Find the area of the triangle whose vertices are:

(i) \((2, 3), (-1, 0), (2, -4)\)

(ii) \((-5, -1), (3, -5), (5, 2)\)

Solution

Video Solution

Reasoning:

Let \(ABC\)  be any triangle whose vertices are \(A(x_1, y_1)\), \(B(x_2, y_2)\) and \(C(x_3, y_3)\)

Area of a triangle

\[\begin{align} \! = \! \frac{1}{2} \begin{bmatrix} x_1 \left( y_2 \! - \! y_3 \right) \! + \! x_2 \left( y_3 \! - \! y_1 \right) + \\  x_3 \left( y_1 \! - \! y_2 \right) \end{bmatrix} \end{align}\]

What is the known:

The \( x\) and \(y\) co-ordinates of the vertices of the triangle.

What is the Unknown:

The area of the triangle.

Solution:

(i) Given,

  • Let  \(A\,(x_1, y_1) = (2, 3)\)
  • Let  \(B\,(x_2, y_2) = (-1 , 0)\)
  • Let  \(C\,(x_3, y_3) = (2, -4)\)

Area of a triangle

\[\begin{align} \! = \! \frac{1}{2} \begin{bmatrix} x_1 \left( y_2 \! - \! y_3 \right) \! + \! x_2 \left( y_3 \! - \! y_1 \right) \! + \! \\  x_3 \left( y_1 \! - \! y_2 \right) \end{bmatrix} \cdots (1) \end{align}\]

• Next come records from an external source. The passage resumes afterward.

PR #601, opened 2022-06-04
Replace class name in static string in eval (v12 / main branch)

sypets:
Use ::class with class name instead of static string in the description
of the property eval.

Additionally, "required" is removed from the string, since this has been
moved to a separate property since v12.

Some captions reflecting the file names are added to the code blocks.
    
For v12, we can also add a "use" to ext_localconf.php to define the
full class name and use the short class name below.

Resolves: #599
Resolves: #252

---

Do not backport this PR - patches for other branch 11.5 will be supplied with a separate PR.

### DIFF
--- a/Documentation/ColumnsConfig/Type/Input/Properties/Eval.rst
+++ b/Documentation/ColumnsConfig/Type/Input/Properties/Eval.rst
@@ -175,22 +175,24 @@ saving the record:
       }
    }
 
-:file:`EXT:extension/ext_localconf.php`:
-
 .. code-block:: php
+   :caption: EXT:extension/ext_localconf.php
+
+   use Vendor\Extension\Evaluation\ExampleEvaluation;
+
+   // ....
 
    // Register the class to be available in 'eval' of TCA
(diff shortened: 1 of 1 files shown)


Documentation/ColumnsConfig/Type/Input/Properties/Eval.rst
```diff
@@ -175,22 +175,24 @@ saving the record:
...
+   // Register the class to be available in 'eval' of TCA
+   $GLOBALS['TYPO3_CONF_VARS']['SC_OPTIONS']['tce']['formevals'][ExampleEvaluation::class] = '';
 
 .. code-block:: php
+   :caption: EXT:extension/Configuration/TCA/tx_example_record.php
 
    'columns' => [
       'example_field' => [
          'config' => [
             'type' => 'text',
```
linawolf, line 194: Shall we keep the required option, just to make ppl used to the change?

```suggestion
            'type' => 'text',
            'required' => true,
```

sypets: Is strictly speaking not part of "eval" but I think that is a good idea.

linawolf: The type is not part of eval either, these are just surrounding information for easier grasp

linawolf (approved):

PR #612, opened 2022-06-17
[TASK] Streamline spelling of "color picker"

brotkrueml:


linawolf:
Did you check if there is further misspelling in this reference? We should change them all at once if possible.

brotkrueml:
> Did you check if there is further misspelling in this reference? We should change them all at once if possible.

Yep, searched for "color-picker" in the whole project.

linawolf (approved):

PR #617, opened 2022-07-07
Wrong column type in StartimeEndtime example

ghermens:


linawolf:
That is right, `datetime` was only introduced with v. 12

linawolf (approved):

By substituting the values of vertices, \(A, B, C\) in the Equation \((1)\),

Area of the given triangle

\[\begin{align}&= \! \frac{1}{2} \! \begin{bmatrix}2 ( 0 \! - \! ( - 4)) \! + \! ( - 1)(( - 4) \! - \! (3)) \\ + 2(3 \! - \! 0) \end{bmatrix} \\&= \! \frac{1}{2}(8 + 7 + 6)\\ &= \! \frac{{{\text{21}}}}{{\text{2}}}{\text{ Square units }}\end{align}\]

(ii) Given,

  • Let \(A(x_1, y_1) = (-5, -1)\)
  • Let \(B(x_2, y_2) = (3, -5)\)
  • Let \(C(x_3, y_3) = (5, 2)\)

Area of a triangle

\[\begin{align}= \! \frac{1}{2} \! \begin{bmatrix} x_1 \left( y_2 \! - \! y_3 \right) \! + \! x_2 \left( y_3 \! - \! y_1 \right)  + \\x_3 \left( y_1 \! - \! y_2 \right) \end{bmatrix} \;\; \cdots (1) \end{align}\]

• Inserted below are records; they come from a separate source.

PR #145, opened 2026-06-12
ci: fix workflows blocked by the ASF GitHub Actions allow-list

adityamparikh:
## Problem

Every run of **Native Image** (`native.yml`) shows `startup_failure` and **build-and-publish.yml** shows `failure`, on every branch including `main` — with valid YAML and zero check-runs. The annotation on the run page is:

> The action `graalvm/setup-graalvm@v1` is not allowed in apache/solr-mcp because all actions must be from a repository owned by your enterprise, created by GitHub, or match one of the patterns…

## Root cause

The `apache` org [allow-lists Actions](https://infra.apache.org/github-actions-policy.html) and matches third-party actions by **exact commit SHA**. These workflows referenced third-party actions by **mutable tag** (`graalvm/setup-graalvm@v1`, `docker/login-action@v3`, `docker/setup-buildx-action@v3`, `softprops/action-gh-release@v1`, `peter-evans/repository-dispatch@v2`). A tag never matches a SHA-based allow-list entry, so the whole workflow fails to load before any job starts.

Notably `graalvm/setup-graalvm` **is already allow-listed** — at specific SHAs in [`apache/infrastructure-actions`](https://github.com/apache/infrastructure-actions/blob/main/actions.yml). The `@v1` tag just resolved to a commit that wasn't one of them. So **no infrastructure-actions PR is needed** — pinning to an already-listed SHA is sufficient.

(`CI` showing `action_required` is unrelated — that's the normal fork-PR approval gate.)

## Fix — SHA-pin the allow-listed actions, inline the rest

| Workflow | Change |
|---|---|
| `native.yml`, `release-publish.yml` | pin `graalvm/setup-graalvm` → `@329c42c…` (**v1.5.4, no `expires_at`** — chosen over v1.5.3 which expires 2026-08-28) |
| `build-and-publish.yml`, `release-publish.yml` | pin `docker/login-action` → `@650006c6…` (**v4.2.0, no `expires_at`** — already ASF-allow-listed) |
| `release-publish.yml` | drop `docker/setup-buildx-action` (default buildx handles `docker buildx imagetools create`) |
| `nightly-build.yml`, `atr-release.yml` | `softprops/action-gh-release` → `gh release create --notes-file` |
| `atr-release.yml` | `peter-evans/repository-dispatch` → `gh api repos/<r>/dispatches --input -` |

`graalvm/setup-graalvm` and `docker/login-action` are both on the ASF allow-list, so they're kept and pinned to a non-expiring SHA. `peter-evans/repository-dispatch` is **not** on the list and `docker/setup-buildx-action` is unnecessary for `imagetools create`, so those are inlined/dropped. `${{ }}` contexts moved onto `run:` lines are passed via `env:` and referenced as `"$VAR"` to avoid shell injection.

After this change the only non-`actions/*`/`apache/*` actions in the tree are the SHA-pinned, allow-listed `graalvm/setup-graalvm` and `docker/login-action`; everything else is inline `gh`/`docker` or the local `./.github/actions/setup-java` composite.

## Note

This unblocks `native.yml` from *starting*. The `nativeTest` job may then surface a separate, pre-existing native-test failure (it's been masked by `startup_failure` and also fails on `main`); the `native-image` + `benchmark` jobs and the JVM workflows should go green.

### DIFF
--- a/.github/workflows/build-and-publish.yml
+++ b/.github/workflows/build-and-publish.yml
@@ -274,11 +274,10 @@ jobs:
             # Authenticate to GitHub Container Registry
             # Uses built-in GITHUB_TOKEN (no configuration needed)
             -   name: Log in to GitHub Container Registry
-                uses: docker/login-action@v3
-                with:
-                    registry: ghcr.io
-                    username: ${{ github.actor }}
-                    password: ${{ secrets.GITHUB_TOKEN }}
+                env:
+                    REGISTRY_TOKEN: ${{ secrets.GITHUB_TOKEN }}
+                    REGISTRY_USER: ${{ github.actor }}
+                run: echo "$REGISTRY_TOKEN" | docker login ghcr.io -u "$REGISTRY_USER" --password-stdin
 
             # Authenticate to Docker Hub
             # Requires DOCKERHUB_USERNAME and DOCKERHUB_TOKEN secrets
@@ -307,10 +306,7 @@ jobs:
             #
             #      Note: `GITHUB_TOKEN` is provided automatically for GHCR; do not store it manually.
             #      - name: Log in to Docker Hub
-            #        uses: docker/login-action@v3
-            #        with:
-            #          username: ${{ secrets.DOCKERHUB_USERNAME }}
-            #          password: ${{ secrets.DOCKERHUB_TOKEN }}
+            #        run: echo "${{ secrets.DOCKERHUB_TOKEN }}" | docker login -u "${{ secrets.DOCKERHUB_USERNAME }}" --password-stdin
 
             # Convert repository owner to lowercase
             # Required because container registry names must be lowercase
--- a/.github/workflows/build-and-publish.yml
+++ b/.github/workflows/build-and-publish.yml
@@ -274,10 +274,11 @@ jobs:
             # Authenticate to GitHub Container Registry
             # Uses built-in GITHUB_TOKEN (no configuration needed)
             -   name: Log in to GitHub Container Registry
-                env:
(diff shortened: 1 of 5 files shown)


.github/workflows/build-and-publish.yml
```diff
@@ -274,11 +274,10 @@ jobs:
             # Authenticate to GitHub Container Registry
             # Uses built-in GITHUB_TOKEN (no configuration needed)
             -   name: Log in to GitHub Container Registry
-                uses: docker/login-action@v3
```
janhoy, line 277: I see `docker-login-action` in the list of pre-approved actions, so can we instead use one of those hashes?

janhoy (commented):
Looks decent, one comment

.github/workflows/build-and-publish.yml
adityamparikh: Done in 7b1c810 — pinned `docker/login-action` to `650006c6eb7dba73a995cc03b0b2d7f5ca915bee` (v4.2.0), the entry with no `expires_at` in [`apache/infrastructure-actions/actions.yml`](https://github.com/apache/infrastructure-actions/blob/main/actions.yml), so it won't need re-bumping when older SHAs roll off. Applied to both GHCR logins (`build-and-publish.yml` + `release-publish.yml`) and the commented-out Docker Hub example.

For the others: `softprops/action-gh-release` (allow-listed via `'*': keep: true`) and `peter-evans/repository-dispatch` (not on the list at all) stayed as inline `gh` to keep the third-party surface minimal, and `docker/setup-buildx-action` stayed dropped since `docker buildx imagetools create` works with the default builder. Happy to restore `action-gh-release` to a pinned action too if you'd rather be consistent.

By substituting the values of vertices, \(A, B, C\) in the Equation \((1)\),

Area of the given triangle

\[\begin{align} &= \! \frac{1}{2} \begin{bmatrix} ( - 5) (- 5) \! - \! ( - 2) \! + \! 3(2 \! - \! ( - 1)) + \\5 \! - \! 1 \! - \! ( - 5) \end{bmatrix} \\&= \frac{1}{2}(35 \! + \! 9 \! + \! 20) \\ &= \text{32 Square units } \end{align}\]

Chapter 7 Ex.7.3 Question 2

In each of the following find the value of ‘\(k\)’, for which the points are collinear.

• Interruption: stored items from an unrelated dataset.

PR #149, opened 2026-06-13
Add RAT for header checking

### LINKED ISSUE #141: Add Apache RAT for license scanning
To enforce proper license headers, consider adding RAT. Gradle plugin: https://github.com/eskatos/creadur-rat-gradle

epugh:
Fixes #141

### DIFF
--- a/build.gradle.kts
+++ b/build.gradle.kts
@@ -28,6 +28,7 @@ plugins {
     alias(libs.plugins.jib)
     alias(libs.plugins.graalvm.native) apply false
     alias(libs.plugins.cyclonedx)
+    alias(libs.plugins.rat)
 }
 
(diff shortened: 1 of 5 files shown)


adityamparikh:
Alternative approach for comparison: #150 implements this same RAT header enforcement as a `buildSrc` convention plugin (stacked on #138's buildSrc infra) instead of inline `tasks.rat { }` config. It also pulls the `.gitignore`→glob translation into a unit-tested `RatExcludes` helper, which caught an interior-slash anchoring bug in the inline version (`src/generated` was matched at any depth rather than root-anchored).

Whichever direction is preferred — inline (here) or buildSrc (#150) — happy to converge on one.

epugh:
close in favour of #150

PR #156, opened 2026-06-19
Prune out ai docs, but keep details on graalvm.

### LINKED ISSUE #148: Figure out what to do with AI coding docs
We have /docs/specs and docs/superpowers.   Some questions:

1. Do we even want to keep them?
2. Should we put the valuable evergreen content into /dev-docs?
3. WOuld we want to keep them, but put them under /dev-docs?

epugh:
This prunes the AI generated docs that are really just for the process.  The graalvm area is both in progress, and area that we need to share a lot of details, so adding to dev-docs/


adityamparikh:
LGTM!

PR #164, opened 2026-07-16
feat(search): replace sort clause maps with a typed SortClause record

adityamparikh:
## Motivation

The `search` tool's `sortClauses` parameter is `List<Map<String, String>>` with magic `"item"`/`"order"` keys. A JSON schema cannot express required keys of a map, so the tool schema MCP clients receive says nothing about what to send — LLM clients guess (`field`/`direction` is a common wrong guess) and sorting silently doesn't apply (`map.get(...)` returns null).

A typed record turns the keys into named schema properties: the contract becomes machine-checkable instead of guessable.

## Changes

- New `SortClause(field, order)` record in the `search` package; `sortClauses` is now `List<SortClause>`.
- LLM-friendly normalization at conversion time: `order` is case-insensitive (`DESC` works) and defaults to `asc` when omitted; an unrecognized order or missing field throws `IllegalArgumentException` naming the offending value, so the client can self-correct on the next call.
- Removed the now-unused `SORT_ITEM`/`SORT_ORDER` constants.
- Registered the record in `SolrNativeHints` (tool parameter records are deserialized reflectively by Jackson, same as response records; list renamed `MCP_RESPONSE_RECORDS` → `MCP_TOOL_RECORDS`).
- Tests: new `SortClauseTest` covering conversion, case normalization, default order, and both rejection paths; existing unit + integration tests updated to the record.

Note: this changes the tool's parameter schema. Map-shaped calls from existing clients would stop matching — but they only "worked" if the client guessed both magic keys correctly, which the schema never told them.

`./gradlew build` passes (unit + Testcontainers integration tests).

### DIFF
--- a/src/main/java/org/apache/solr/mcp/server/config/SolrNativeHints.java
+++ b/src/main/java/org/apache/solr/mcp/server/config/SolrNativeHints.java
@@ -60,18 +60,19 @@ public class SolrNativeHints {
 	}
 
 	/**
-	 * Package-private record types returned by {@code @McpTool} methods. Jackson
-	 * needs reflection access to serialize these as MCP tool responses in native
-	 * image.
+	 * Record types used by {@code @McpTool} methods as responses or parameters.
+	 * Jackson needs reflection access to serialize responses and to bind request
+	 * parameters in native image. Registered by name because some are
+	 * package-private.
 	 */
-	private static final List<String> MCP_RESPONSE_RECORDS = List.of(
+	private static final List<String> MCP_TOOL_RECORDS = List.of(
 			"org.apache.solr.mcp.server.collection.CollectionCreationResult",
 			"org.apache.solr.mcp.server.collection.SolrHealthStatus",
 			"org.apache.solr.mcp.server.collection.SolrMetrics", "org.apache.solr.mcp.server.collection.IndexStats",
 			"org.apache.solr.mcp.server.collection.QueryStats", "org.apache.solr.mcp.server.collection.CacheStats",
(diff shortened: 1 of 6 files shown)


adityamparikh:
Rebased onto `main` (`a84033b`). This one needed real conflict resolution plus a compile fix, so flagging what changed beyond history:

**1. `SolrQuery` moved package (this branch did not compile without it).** SolrJ 10 relocated `SolrQuery` from `org.apache.solr.client.solrj` to `org.apache.solr.client.solrj.request`. This branch was written against SolrJ 9, so `SortClause.java` and `SortClauseTest.java` both had the old import and failed `compileJava` outright after the rebase. Fixed in both.

**2. Reconciled with #176's map validation.** `main` added `SearchService.toSortClause(Map)` plus `SORT_ITEM`/`SORT_ORDER` constants, which is the same problem this PR solves with a type. I removed the map path (constants + private helper) and kept the record, since carrying both would leave two validators for one parameter. Everything else #166 added to `SearchService` — the remediation-hint constants, the `@Nullable` parameters, the eDisMax local-params text from #161 — is preserved.

**3. Updated two test call sites that did not exist when this PR was written.** `SearchServiceIntegrationTest` and `SearchServiceTest` gained `SearchService.SORT_ITEM`/`SORT_ORDER` usages via #166/#176. Git merged them cleanly because they are on different lines; only javac caught them. Both now construct `new SortClause(field, order)`.

**4. `SolrNativeHints`:** kept `main`'s removal of `FieldStats` (#180) and added `SortClause` — tool *parameter* records are Jackson-bound reflectively, so they need the same treatment as response records.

(i) \((7, -2), (5, 1), (3, -k)\)

(ii) \((8, 1), (k, -4), (2, -5)\)

Solution

Video Solution

Reasoning:

Three or more points are said to be collinear if they lie on a single straight line .

What is Known:

The \(x\) and \(y\) co-ordinates of the points.

What is  Unknown:

The value of ‘\(k\)’, for which the points are collinear.

Solution:

(i) Given,

  • Let A \((x_1, y_1) = (7, -2)\)
  • Let B \((x_2, y_2) = (5 , 1)\)
  • Let C \((x_3, y_3) = (3, -k)\)

\[\begin{align} & =\frac{1}{2} \begin{bmatrix} x_1 \left( y_2 - y_3 \right) \\ + x_2 \left( y_3 - y_1 \right) \\ + x_3 \left( y_1 - y_2 \right) \end{bmatrix} \\ &= 0\end{align}\]

(For Collinear Points)

By substituting the values of vertices, \(A, B, C\) in the Equation \((1)\),

\[\begin{align}\frac{1}{2} \begin{bmatrix} 7(1 \! - \! k) \! + \! 5(k \! - \! ( - 2)) \! + \! \\ 3(( - 2) \! - \! 1) \end{bmatrix} \! = \! 0 \\ \begin{bmatrix} 7 \! - \! 7k \! + \! 5k \! + \! 10 \! - \! 9 \end{bmatrix} \! = \! 0 \\ - 2k \! + \! 8 \! = \! 0 \\ k \! = \! 4 \end{align}\]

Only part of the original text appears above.